Look through the records, and wherever the string "changes" turns up, copy out that line.

=== Section Start ===

PR #271, opened 2021-08-28
Convert to f-strings

nwu63:
## Purpose
I used `flynt` to convert old-style strings to f-strings. In addition, there were a bunch of manual fixes, so it would be helpful of reviewers are careful in reviewing this to make sure I didn't break anything.

## Type of change
What types of change is it?

- [ ] Documentation update
- [x] Maintenance update
- [ ] Other (please describe)

## Testing
N/A

## Checklist

### DIFF
--- a/pyoptsparse/pyOpt_variable.py
+++ b/pyoptsparse/pyOpt_variable.py
@@ -82,7 +82,7 @@ class Variable:
         if self.type == "d":
             res += "	 "
             res += str(self.name).center(15)
-            res += f"{self.type:>25}{self.value:20f} {min(self.choices):14.2e} {max(self.choices):12.2e}\n"
+            res += f"{self.type:>25}{self.choices[int(self.value)]:20f} {min(self.choices):14.2e} {max(self.choices):12.2e}\n"
         else:
             lower = self.lower
             upper = self.upper
--- a/pyoptsparse/pyOpt_variable.py
+++ b/pyoptsparse/pyOpt_variable.py
@@ -82,12 +82,7 @@ class Variable:
         if self.type == "d":
             res += "	 "
             res += str(self.name).center(15)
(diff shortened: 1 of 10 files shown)


pyoptsparse/pyOpt_variable.py
```diff
@@ -82,12 +82,7 @@ def __str__(self) -> str:
         if self.type == "d":
             res += "	 "
             res += str(self.name).center(15)
-            res += "{:>25}{:20f} {:14.2e} {:12.2e} \n".format(
```
marcomangano, line 85: why did you change `self.choices[int(self.value)]` into just `self.value`?

marcomangano (commented):
I checked all the changes and they look sound to me, can you confirm that the change below was intentional?

pyoptsparse/pyOpt_variable.py
nwu63: Good question. It seems like `self.value` is already an integer from above, but at the same time I'm also somewhat certain this stuff is broken since `value` and `self.value` are not the same (in the `__init__`). We do not have any tests for integer DVs I think.

marcomangano: Yeah but I think in the first case `self.choices` was a list, and now it's replaced by an integer? Anyway, if we don't have tests and we don't have working examples with this bit of code this is very hard to debug

nwu63: Yeah you know what I'll just put this back so this PR is not making any syntax changes. I know we should have tests for this but it's very low on my priority list.

marcomangano: yeah I am on the same page, this is not urgent now

marcomangano (approved):

sseraj (approved):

=== Section End ===

» **OUTPUT OF THE EXERCISE**:
I checked all the changes and they look sound to me, can you confirm that the change below was intentional?
nwu63: Yeah you know what I'll just put this back so this PR is not making any syntax changes. I know we should have tests for this but it's very low on my priority list.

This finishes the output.